La Constitución acaba de cumplir 45 años, siendo la segunda más longeva de la historia de España, tras la de 1876, que se mantuvo vigente 47 años (hasta que fue suspendida tras un golpe de Estado). En ambos casos, las características comunes que se repiten son el deterioro institucional, la extrema pugna ideológica y la adoración por el terruño (la boina, en el peor sentido de la palabra), que convierten a este país en un caso único de estudio sociológico. Ciento cincuenta años después seguimos empeñados en destruirnos a nosotros mismos.
Desde 1812 los españoles hemos disfrutado y sufrido ocho constituciones, seis aprobadas en el siglo XIX y dos en el XX. Sin discusión posible, la actual es la que mayor período de prosperidad económica y justicia social ha traído al Reino de España, constitución ahora discutida por las formaciones políticas nacionalistas e independentistas (también por los comunistas), que jamás tienen suficiente con las prebendas que les otorgan los distintos gobiernos que necesitan de sus votos en el Congreso de los Diputados.
En los últimos tiempos el país está alterado por una ley de amnistía que no comparte la mayoría de los españoles, según reflejan las encuestas de opinión al respecto. Lo que está ocurriendo con las negociaciones extraparlamentarias entre el Gobierno y el prófugo Puigdemont en Suiza, sin transparencia alguna, con mediador internacional de por medio, tiene atónitos a propios y extraños. Parece la rendición del Gobierno, del Estado de Derecho, ante la necesidad de siete votos -manejados por un huido de la justicia - para mantenerse el poder.
El constitucionalismo está en horas bajas, el presidente Sánchez se ha tirado al monte y ha abrazado las tesis más independentistas en una maniobra pactista que, sin duda, le hará ganar tiempo de gobernanza a costa de un deterioro institucional (y social) nunca visto desde que aprobamos nuestra última carta magna.

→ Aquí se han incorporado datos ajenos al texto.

PR #953, opened 2023-11-14
Culled, sold, and died descriptors

JoeWaddell:
updated "sold", "culled", and "died" labels to be more consistent and descriptive:
culled_heifer_num -> sold_heiferII_num
sold_heifer_num -> sold_heiferIII_num
culled_cow_num -> sold_and_died_cow_num

Created and added died_cow_num to om (is currently only reported within cull_reason_stats).


YijingGong:
I actually like the original names. The "culled" and "sold" actually indicate different things.  "culled" indicates there is a health issue related to those animals. 

culled_heifer_num: this is the number of heiferII that get culled because of reproduction failure (not pregnant for a certain amount of time).
sold_heifer_num: this is the number of heiferIII sold because of the limit of herd size (no health issue or death or other problems). 
culled_cow_num: yes, this is the number of cows culled and died. -> Maybe this one can be named "culled_and_died_cow_num"

Another option below if we want to use "sold" to make them list together:
culled_heifer_num -> sold_heiferII_num
sold_heifer_num -> sold_heiferIII_oversupply_num
culled_cow_num -> sold_and_died_cow_num

jadamchick:
Thanks @YijingGong! I really like your new suggestions, I think they are very clear without having to be super familiar with the inner workings of the model.

KFosterReed:
great discussion everyone! I like the use of the word 'sold' to replace 'culled' for the heifers and distinguishing between whether they are heiferII or heiferIIIs is a great idea. 

For the cow labels - if we are going to keep a variable that is the combined number of cows that were culled and diet, what if we call it: 'cow_herd_exits' or 'cow_herd_exit_num'?

Isgotkowitz (approved):
Names look good, are much clearer and reflective of the data that they hold.

YijingGong:
The names look good to me. I tested by running and checking the output csv. All mentioned variables are there and modified as desired.

YijingGong (approved):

Los socios del gobierno socialista y sus principales apoyos en el parlamento quieren finiquitar la monarquía, una película que se repite desde hace dos siglos en España.
Recoge la Constitución del 78 "la proclamación de Reyes", no la coronación, lo que explica que la legitimidad de los monarcas no procede de ley divina alguna (como se argumentaba antaño), sino que se conforma en torno a un pacto tácito entre el pueblo y su rey, refrendado por los votos en el Congreso. Las monarquías parlamentarias nada tienen que ver con sus predecesoras. Al menos esto debería ser trasladado con mayor claridad a la ciudadanía para evitar tanto indocumentado voceando por ahí.
La Constitución de 1978 no tendrá vigencia eterna, antes o después habrá que reformarla o cambiarla. La fórmula idónea sería -cuando llegue el momento- que los dos partidos políticos mayoritarios, PP y PSOE, con el ochenta por ciento del apoyo popular, se pusieran de acuerdo en las bases que eviten romper definitivamente la convivencia en este país. Esa es la teoría porque la práctica indica todo lo contrario. Hemos visto al PP facilitar gobiernos del PSOE en comunidades autónomas (País Vasco) o grandes ayuntamientos (Barcelona), pero jamás al contrario. Con eso está dicho todo.
Pese a sus grandes discrepancias ideológicas, los padres de la Constitución, Peces Barba, Cisneros, Roca, Herrero de Miñón, Pérez-Llorca, Solé Tura y Fraga lo hicieron bastante bien. Infinitamente mejor que algunos de los actuales 'estadistas' patrios.